The Department for Work and Pensions (DWP) is under fire for allegedly underpaying Universal Credit claimants by an average of £110 per month. The issue centres on the department's reported refusal to adjust benefit awards to account for regular pension contributions made by those in work.
Claimant details systemic error
A specific case, highlighted in a letter to former Pensions Minister Sir Steve Webb, reveals the depth of the problem. The claimant explained they pay £200 monthly via direct debit into a personal pension, on top of workplace contributions, bringing their total to 15% of gross salary.
Despite reporting this change through their online journal, the DWP has repeatedly stated the payments cannot be used to adjust their net income calculation for Universal Credit purposes.

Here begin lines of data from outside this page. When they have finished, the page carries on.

Issue #205, opened 2026-08-29
Feature: first-class external router/provider mode that never replaces Codex routing


ventianima-lab:
## Problem

Codex Web GPT currently behaves primarily as the Codex route owner. Users who already use another OpenAI-compatible model router need CGW to run only as one provider behind that router.

This is not only a setup-time conflict. On Windows with Codex Web GPT 4.0.5, I reproduced the launcher changing the active Codex route again during startup even though both persisted configurations said external-provider:

- launcher state: integrationMode = external-provider
- runtime config: codexIntegrationMode = external-provider
- external router endpoint before CGW startup: http://127.0.0.1:10100/v1
- CGW provider endpoint: http://127.0.0.1:17841/v1
- launcher startup log then ran bridge-connect / route connect
- Codex openai_base_url was changed from the external router to http://127.0.0.1:17841/v1

The launcher state file did not contain bridgeEnabled, so state loading defaulted it to true. Disconnecting the direct route and persisting bridgeEnabled = false restored the intended topology, but this should be a first-class supported mode rather than a local state repair.

## Requested feature

Please add an explicit router/integration mode with two clear choices:

1. Direct route: CGW owns the Codex route, as it does today.
2. External router/provider: CGW runs its browser host, proxy, and tunnel, but is only an OpenAI-compatible provider behind another router.

In External router/provider mode, CGW should:

- never call route connect or replace Codex model_provider/openai_base_url;
- preserve that rule across launcher startup, autostart, updates, repair, setup, and doctor;
- expose the CGW provider endpoint and model metadata needed by a generic external router;
- show in the launcher UI that routing is managed externally;
- fail closed if it cannot verify the external-router arrangement, rather than silently taking ownership of the Codex route;
- migrate older launcher state so external-provider implies bridgeEnabled = false even when that field is absent.

This should be router-agnostic. OpenCodex is one example, but the contract should work with any local OpenAI-compatible router that can forward the cgw models to the CGW endpoint.

## Regression test suggestion

Use a persisted launcher state fixture where integrationMode is external-provider and bridgeEnabled is absent, plus a runtime config where codexIntegrationMode is external-provider. Starting the launcher must leave route status inactive and must not change the existing Codex base URL.

## Why this matters

Without this mode, starting CGW can break native or third-party model routes even though users only want to add ChatGPT Web models. This is adjacent to the native-model reconnect reports in #146, but the requested fix is a distinct routing-ownership contract.

[...]

PR #281, opened 2026-09-01
feat: opt-in coexistence routing behind an existing Codex router

thirdbase1:
## Summary

Setup currently refuses to run whenever `openai_base_url` is already configured, naming the other wrapper and stopping there. That is the right default, but it means users of local model routers (codex-router, OpenCodex, Headroom, …) had to disconnect their router entirely to use the bridge — even though the two compose naturally: ChatGPT Web turns go to the browser, everything else forwards to the router.

This PR adds an opt-in chaining mode. When setup replaces a non-empty `openai_base_url`, the previous value is stored privately as `nativePassthroughBaseUrl` and used as the upstream for every non-ChatGPT-Web request:

- `POST /v1/responses`
- `POST /v1/responses/compact`
- `POST /v1/alpha/search`

Native model discovery (`GET /v1/models`) stays on the official backend, and ChatGPT Web turns are byte-for-byte unchanged. With no configured value the official backend is used, exactly as before — the field is optional and nothing changes for existing installs.

## Changes

- `src/config.ts` — optional `nativePassthroughBaseUrl`; `normalizeNativePassthroughBaseUrl()` accepts only HTTP loopback URLs with no credentials, query, or fragment, so the existing same-OS-user trust boundary is preserved rather than widened. Validated in `parseConfig`.
- `src/codex-integration-document.ts` / `codex-integration.ts` — `readCodexOpenAiBaseUrl()` reads the previous route for capture.
- `src/setup.ts` — setup captures the pre-existing `openai_base_url` (when it differs from the bridge's own route) into the config field; the value participates in `meaningfulRuntimeChange` so daemon restarts track it.
- `src/native-passthrough.ts` — `forwardNativeCodexRequest()` accepts an optional upstream base (defaults to the official backend).
- `src/server.ts` — non-Web responses, compaction, and search forward to the configured value; `/v1/models` is untouched.
- tests — loopback/credential validation, exact Router URL construction for all three forwarded endpoints, and route capture from a fixture Codex config.

## Notes for review

- **Security:** the stored URL must be loopback and credential-free. No secrets enter command lines or logs; the value is a route, not a credential, and follows the same user-only storage as the rest of the app config.
- **Restorability:** unchanged — the integration journal still owns only `openai_base_url` and restores the prior value byte-for-byte on disconnect/uninstall; `model_provider` / `model_catalog_json` continue to be preserved, never removed.
- **Verified against a real router:** with codex-router on `127.0.0.1:4202`, `codex-chatgpt-web setup --browser-only --replace-codex-route …` captured the router URL, and a packaged build served a ChatGPT Web Luna turn (smoke test: all 11 checkpoints, `turn completed`) plus a routed-provider turn that reached the router and completed `200`.

## Testing

- [x] `bun test tests/native-passthrough.test.ts tests/runtime-layout.test.ts tests/codex-integration.test.ts tests/server-models.test.ts tests/server-compaction.test.ts` — 71 pass, 0 fail
- [x] `tsc --noEmit` clean
- [x] End-to-end on Windows: browser-only setup against a live codex-router; Web turn and router-chained turn both completed

### DIFF
--- a/src/codex-integration-document.ts
+++ b/src/codex-integration-document.ts
@@ -108,6 +108,12 @@ export function readCodexModelContextOverride(): CodexModelContextOverride | und
   return contextWindow === undefined ? undefined : { contextWindow };
 }
 
+export function readCodexOpenAiBaseUrl(): string | undefined {
+  const path = getCodexConfigPath();
+  if (!existsSync(path)) return undefined;
+  return findTopLevelAssignment(splitLines(readFileSync(path, "utf8")), "openai_base_url").value;
+}
+
 export function assignments(lines: string[]): Record<ManagedAssignmentKey, PreviousAssignment> {
   return {
     openai_base_url: findTopLevelAssignment(lines, "openai_base_url"),
--- a/src/codex-integration.ts
+++ b/src/codex-integration.ts
@@ -80,7 +80,7 @@ export {
   getCodexJournalRecoveryPath,
   getCodexModelsCachePath,
 } from "./codex-integration-shared";
-export { readCodexModelContextOverride } from "./codex-integration-document";
+export { readCodexModelContextOverride, readCodexOpenAiBaseUrl } from "./codex-integration-document";
 export type {
   CodexIntegrationJournal,
   CodexModelContextOverride,
--- a/src/config.ts
+++ b/src/config.ts
@@ -82,6 +82,8 @@ export interface AppConfig {
   experimentalBiggerContext: boolean;
   /** Optional adapter-silence budget for the Responses watchdog. */
   stallTimeoutSec?: number;
+  /** Existing loopback Responses route used for every non-Web model. */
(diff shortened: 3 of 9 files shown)


miuuyy:
Thanks for the implementation effort and the live router validation. I am closing this because it does not implement #205's ownership contract.

The requested mode must leave the external router as Codex's sole entrypoint and must never replace or restore `openai_base_url` during setup, startup, repair, doctor, or upgrade. This PR instead captures the old URL, installs CGW as the front route, and forwards non-Web requests back to the old router. That inverse topology still makes CGW the Codex route owner and does not solve the reported external-provider lifecycle.

The forwarding tests are useful for the topology implemented here, but they cannot prove the required no-route-mutation invariant. We will implement the owner-correct external-provider mode separately rather than iterate this PR into a different architecture.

This directly reduces their entitled benefit amount.
Formal appeals ignored
The situation has escalated, with the claimant stating the DWP has now ignored a request for a mandatory reconsideration of the decision. This forces the next step: raising a formal tribunal claim. The core of the dispute is a rule, originally from the Tax Credits system, which treats pension contributions as disposable income rather than a legitimate deduction.

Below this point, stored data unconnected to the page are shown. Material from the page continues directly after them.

PR #291, opened 2026-09-02
feat: add Dock and taskbar visibility settings

### LINKED ISSUE #286: [Feature] Hide ChatGPT Web helper icon from macOS Dock
### User problem

On macOS, running codex-chatgpt-web shows a second ChatGPT-style icon in the Dock alongside the official ChatGPT app. Since the two icons look nearly identical, it is difficult to tell which one is ChatGPT and which one is the ChatGPT Web connection.

Image

### Current workflow or workaround

I have to remember each app’s Dock position or hover over the icons to identify them. This is easy to mix up when both are running.

### Proposed behavior

Add a macOS setting to hide the ChatGPT Web app from the Dock while keeping the connection running and accessible from the menu bar.

This would let users keep ChatGPT Web active without a second ChatGPT-like Dock icon. The menu-bar icon should remain available for status and controls. If fully hiding the Dock icon is incompatible with the app lifecycle, using a clearly distinct helper icon would be a reasonable fallback.

Before I start implementation, would maintainers be open to a small PR? I’m happy to submit one once the preferred approach is confirmed.

### Primary surface

Packaging or installer / macOS launcher behavior.

### Safety and compatibility boundaries

This should be macOS-specific and must not affect authentication, browser automation, model routing, or connection behavior. It only changes how the running helper appears in the Dock and menu bar.

### Scope checklist

- [x] I searched existing issues and Discussions for this request.
- [x] This request does not rely on bypassing authentication, access controls, or account limits.
- [x] I understand that opening an issue does not guarantee implementation or acceptance of a pull request.

wpfyorg:
## Summary

- add a macOS setting to hide Codex Web GPT from the Dock
- add Windows and Linux settings to hide the launcher from the taskbar
- persist and apply platform-specific icon visibility immediately and on startup
- require an available menu bar/system tray entry before runtime hiding, and restore the app icon if tray creation fails
- add English, Chinese, and Japanese copy plus regression coverage

## Verification

- `npx -y bun@1.4.0 run verify`
- 522 core tests passed
- 250 launcher tests passed with 1 expected platform-specific skip
- launcher typecheck and production renderer build passed
- dependency audits reported no vulnerabilities
- relocatable runtime smoke passed
- Windows/Linux behavior is covered by automated wiring/state tests but was not manually verified on those operating systems

Fixes #286


miuuyy:
Thanks for the contribution. I’m closing this because it conflicts with the current v5 launcher work and is too risky to merge during the current release cycle.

This means that while the claimant receives tax relief on their pension savings, the DWP does not deduct the contribution amount when assessing their need for state support.

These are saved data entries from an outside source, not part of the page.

Issue #248, opened 2026-08-31
[Bug] ChatGPT Web turns fail with missing cwd context and multipart send timeout


1saifj:
## Summary

Two additional ChatGPT Web failure modes are occurring during Codex turns:

1. A turn fails immediately because the ChatGPT Web request is missing `cwd` in the trusted Codex environment context.
2. Another turn repeatedly reconnects and then fails because the ChatGPT browser stage times out at `multipart_stage_2_send`.

These appear related to Web-turn context/transport reliability but are distinct from the partial-edit recovery problem reported in #247.

### Missing trusted `cwd`

After the model changes from **GPT-5.6 Sol** to **ChatGPT Web — Pro**, the turn reaches repeated reconnect attempts and ends with:

> stream disconnected before completion: ChatGPT web turn is missing cwd in trusted Codex environment context

The composer remains available, but the turn does not proceed.

### Multipart browser-stage timeout

A separate turn shows reconnect attempts and ends with:

> stream disconnected before completion: ChatGPT browser stage timed out: multipart_stage_2_send

The composer still appears to be in an active/thinking state, including a visible stop button, which makes it unclear whether the browser turn is still running or has already failed.

## Expected behavior

- Every ChatGPT Web turn should receive a complete trusted Codex environment context, including `cwd`, before the browser request is accepted.
- If required context is missing, the bridge should fail before starting the Web turn with a clear actionable diagnostic.
- Multipart-stage timeouts should terminate cleanly and expose a stable failed state instead of leaving the composer looking active.
- Reconnect attempts should not leave the user uncertain whether pressing Stop, retrying, or starting a new turn is safe.

## Steps to reproduce

1. Select a ChatGPT Web model in Codex, including ChatGPT Web — Pro.
2. Submit a prompt from a repository-backed Codex task.
3. Observe repeated reconnect attempts.
4. Reproduce either failure mode:
   - missing `cwd` in the trusted Codex environment context; or
   - timeout at `multipart_stage_2_send`.
5. Check whether the turn is cancelled, whether the composer remains active, and whether retrying changes the outcome.

## Impact

These failures prevent normal ChatGPT Web turns from completing and provide insufficient lifecycle state during recovery. The missing-`cwd` error may indicate that the request cannot be safely associated with the current trusted workspace, while the multipart timeout can leave the user unsure whether the prompt was sent or whether a retry could duplicate work.

## Evidence

Two screenshots show the exact error messages and reconnect states:

[...]

PR #296, opened 2026-09-02
fix: recover cwd from first workspace root when resumed turn omits it (fixes #288)

### LINKED ISSUE #288: [Bug] Codex 0.150.0-alpha.8 omits <cwd> from <environment_context> when resuming a thread after a model switch ("missing cwd in trusted Codex environment context")
## Summary

On macOS, turns sent by the ChatGPT desktop app's bundled Codex CLI (`0.150.0-alpha.8`) fail with

> stream disconnected before completion: ChatGPT web turn is missing cwd in trusted Codex environment context

whenever the turn **resumes an existing thread after the user switched the model to a ChatGPT Web model**. Fresh sessions and terminal `codex exec` turns from the same alpha binary work fine. This looks like the same signature as #248 ("After the model changes from GPT-5.6 Sol to ChatGPT Web — Pro"), with a now-verified client-side root cause.

## Environment

- codex-chatgpt-web 4.0.7 (I also checked the v4.0.8 `app/cli.js`: the `eu()`-equivalent environment parser is unchanged, so 4.0.8 is affected too)
- Codex CLI `0.150.0-alpha.8` (bundled with ChatGPT.app 151.0.7922.170, macOS 26.2 arm64)
- Terminal Codex CLI `0.144.1` is NOT affected

## Root cause (verified from rollout records)

In the failing turn, the `<environment_context>` block contains **no `<cwd>` element at all**:

```xml
<environment_context>
  <current_date>2026-09-02</current_date>
  <timezone>Asia/Shanghai</timezone>
  <filesystem><workspace_roots><root>/Users</root><root>/Users/evander/.codex/visualizations/2026/08/31/<thread-id></root></workspace_roots><permission_profile type="disabled"><file_system type="unrestricted" /></permission_profile></filesystem>
</environment_context>
```

Working turns (fresh `exec` sessions from the same `0.150.0-alpha.8` binary, and 0.144.1 turns) do include `<cwd>…</cwd>` as an additional `input_text` part of the same user message. The bridge fail-closes (correctly, per the design note in #248) because it must not invent a cwd — but the client gave it nothing to recover.

## Suggested fix

When `<cwd>` candidates are empty, recover cwd from the **first `<workspace_roots><root>` entry** (Codex's convention: first root = primary workspace), then continue the existing validation chain unchanged:

- the absolute-path check still applies to the recovered value;
- the "cwd is outside the trusted Codex workspace roots" containment check passes trivially since the value comes from `workspace_roots`;
- the sandbox parser already recognizes this shape (`permission_profile type="disabled"` + `file_system type="unrestricted"` → danger-full-access), so no further changes are needed;
- if no `<workspace_roots>` roots exist either, keep throwing `MissingTrustedCodexEnvironmentError` (fail-closed preserved).

I applied exactly this as a local patch (in `eu()`: when the cwd candidate list is empty, `n = [firstRoot]` before the `Jl(n,"cwd")` dedup) and the previously-failing turns now pass both a byte-level replay of the failing payload and normal end-to-end turns.

## Related

#248 (same error signature after model switch), #59, #153, #177, #178.

samuelfaj:
Fixes #288

## Summary

Resumed turns from Codex CLI `0.150.0-alpha.8` (bundled in ChatGPT.app `151.0.7922.170` / macOS 26.2 arm64) omit `<cwd>` from `<environment_context>` whenever the thread is resumed after the user switches the model to a ChatGPT Web model. The bridge correctly fail-closes with:

> `ChatGPT web turn is missing cwd in trusted Codex environment context`

but the turn then stays stuck in `Reconnecting… / waiting for network` and never completes. Fresh `codex exec` sessions from the same binary and `0.144.1` turns are unaffected — see the verified rollout payload in #288.

This implements the suggested fix verbatim: when cwd candidates are empty, recover cwd from the **first `<workspace_roots><root>` entry** (Codex's convention: first root = primary workspace) and keep the entire existing validation chain.

## Root cause

In the failing turn the `<environment_context>` contains no `<cwd>` at all:

```xml
<environment_context>
  <filesystem><workspace_roots><root>/Users/…</root><root>/Users/…/.codex/visualizations/…/<thread-id></root></workspace_roots><permission_profile type="disabled"><file_system type="unrestricted" /></permission_profile></filesystem>
</environment_context>
```

Working turns do include `<cwd>…</cwd>` as an additional `input_text` part of the same user message. The previous parser threw before it could derive the trusted envelope.

## Change

`src/adapters/chatgpt-web/environment.ts` — `extractChatGptTurnEnvironment`:

```ts
const rootMatches = [...text.matchAll(/<workspace_roots>[\s\S]*?<\/workspace_roots>/g)]
  .flatMap(section => [...section[0].matchAll(/<root>([^<]+)<\/root>/g)].map(match => match[1] ?? ""));
const cwdMatches = environmentCwdMatches(text, clientMetadataWorkspaceRoots(parsed));
const cwdCandidates = uniqueAbsolutePaths(
  cwdMatches.length > 0 ? cwdMatches : rootMatches.slice(0, 1),
  "cwd",
);
```

* `roots` is now parsed before `cwdCandidates` so the fallback source exists.
* If `cwdMatches` is non-empty the path is unchanged; if empty we pass `rootMatches.slice(0, 1)` — exactly one candidate — to the same `uniqueAbsolutePaths(..., "cwd")` dedup.
* If neither `<cwd>` nor `<workspace_roots>` exist, the empty array still throws `MissingTrustedCodexEnvironmentError` — fail-closed is preserved.

Why this is safe:

* the absolute-path check still applies to the recovered value
* `cwd is outside the trusted Codex workspace roots` passes trivially since the value comes from `workspace_roots`
* `sandboxTypeFromEnvironment` already recognizes this shape (`permission_profile type="disabled"` / `file_system type="unrestricted"` → `dangerFullAccess`), so no sandbox change is needed

## Tests

`tests/environment.test.ts` — new case `uses the first workspace root when a resumed turn omits cwd` replays the #288 payload byte-for-byte (two roots, no `<cwd>`, `dangerFullAccess`) and asserts:

```ts
{ cwd: root, roots: [root, visualizationsRoot], writableRoots: [root, visualizationsRoot], sandboxPolicy: { type: "dangerFullAccess" } }
```

```
bun test ./tests/environment.test.ts — 29 pass 0 fail
bun test — 523 pass 0 fail
```

## How to verify

1. Rebuild the runtime (`bun run build` requires Bun `1.4.0`) — `dist/runtime/app/cli.js` should contain the fallback `r.length>0?r:n.slice(0,1)` path.
2. Promote the bundle to `~/.codex-chatgpt-web/versions/<version>-<platform>-<arch>/` (atomic copy via `launcher/electron/runtime-install.cjs` semantics) or reinstall via the launcher.
3. Replay the failing payload or do a real end-to-end resume-after-model-switch on macOS — previously failing turns now complete.

Closes #288. Related #248.

## Checklist

- [x] Rebuild verified with Bun 1.4.0 — `dist/runtime/manifest.json` `bundleId` matches file records
- [x] No new dependencies
- [x] Dist is gitignored; only `src/` + `tests/` are in the PR

### DIFF
--- a/src/adapters/chatgpt-web/environment.ts
+++ b/src/adapters/chatgpt-web/environment.ts
@@ -510,13 +510,16 @@ function matchesPath(root: string, path: string): boolean {
 
 export function extractChatGptTurnEnvironment(parsed: CodexParsedRequest): ChatGptTurnEnvironment {
   const text = trustedEnvironmentText(parsed);
+  const rootMatches = [...text.matchAll(/<workspace_roots>[\s\S]*?<\/workspace_roots>/g)]
+    .flatMap(section => [...section[0].matchAll(/<root>([^<]+)<\/root>/g)].map(match => match[1] ?? ""));
   const cwdMatches = environmentCwdMatches(text, clientMetadataWorkspaceRoots(parsed));
-  const cwdCandidates = uniqueAbsolutePaths(cwdMatches, "cwd");
+  const cwdCandidates = uniqueAbsolutePaths(
+    cwdMatches.length > 0 ? cwdMatches : rootMatches.slice(0, 1),
+    "cwd",
+  );
   if (cwdCandidates.length !== 1) throw new Error("ChatGPT web turn has conflicting trusted Codex cwd values");
   const cwd = cwdCandidates[0]!;
 
-  const rootMatches = [...text.matchAll(/<workspace_roots>[\s\S]*?<\/workspace_roots>/g)]
-    .flatMap(section => [...section[0].matchAll(/<root>([^<]+)<\/root>/g)].map(match => match[1] ?? ""));
   const roots = rootMatches.length > 0 ? uniqueAbsolutePaths(rootMatches, "workspace_roots") : [cwd];
   if (!roots.some(root => matchesPath(root, cwd))) {
     throw new Error("ChatGPT web cwd is outside the trusted Codex workspace roots");
--- a/tests/environment.test.ts
+++ b/tests/environment.test.ts
@@ -104,6 +104,28 @@ describe("trusted current Codex environment envelope", () => {
     });
   });
 
+  test("uses the first workspace root when a resumed turn omits cwd", () => {
+    const visualizationsRoot = resolve(root, "visualizations", "thread_current");
+    const resumedEnvironment = `<environment_context>
+  <current_date>2026-09-02</current_date>
+  <timezone>America/Asuncion</timezone>
+  <filesystem><workspace_roots><root>${root}</root><root>${visualizationsRoot}</root></workspace_roots>${dangerFullAccessProfileXml}</filesystem>
+</environment_context>`;
+    const request = currentWire({ environmentXml: resumedEnvironment });
+    const body = request._rawBody as { input: Array<Record<string, unknown>> };
+    for (const item of body.input) {
+      item.internal_chat_message_metadata_passthrough = { turn_id: "turn_current" };
+    }
+
+    expect(extractChatGptTurnEnvironment(request)).toEqual({
+      cwd: root,
+      roots: [root, visualizationsRoot],
+      writableRoots: [root, visualizationsRoot],
+      sandboxPolicy: { type: "dangerFullAccess" },
+      tools: [],
+    });
+  });
+
   test("accepts either canonical provenance form on an intervening developer message", () => {
     for (const developer of [
       {


miuuyy:
Thanks for the careful report and focused reproduction. We are not going to merge this revision.

The first-workspace-root fallback is safe only for the exact Codex 0.150 filesystem-only envelope. In this implementation it runs whenever parsed cwd candidates are empty, which also makes malformed or ambiguous input look recoverable: malformed `<cwd>` markup, malformed `<root>` markup, and multiple `<workspace_roots>` sections are not distinguished from a genuinely omitted cwd. The added coverage proves the positive two-root case but not those fail-closed boundaries.

Our local 5.0 work already contains a stricter implementation that we will commit shortly. It:

- keeps an explicit cwd authoritative;
- uses the first root only when there is exactly one well-formed `workspace_roots` section and no cwd tag at all;
- rejects malformed cwd/root markup and ambiguous envelopes;
- covers multi-folder and projectless turns.

I am closing this PR to avoid maintaining two competing implementations of the same fix. The issue report and reproduction were still useful—thank you.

Public outcry over eligibility
The case has sparked significant debate among readers questioning the fairness of the rules. Many argue that if an individual can afford to save £200 a month for retirement, their eligibility for in-work benefits should be reassessed.
Critics point out a perceived inconsistency: the system incentivises pension saving through tax relief but simultaneously penalises it within the benefits calculation. This has led to accusations that the policy is a 'con' and that claimants are receiving a 'handout each and every way'.
The DWP's stance, and its failure to engage with the mandatory reconsideration process in this instance, suggests a systemic issue affecting others in similar positions. The upcoming tribunal claim will be a critical test of whether these pension contributions must be recognised, potentially forcing a change in how Universal Credit net income is assessed for thousands of working claimants.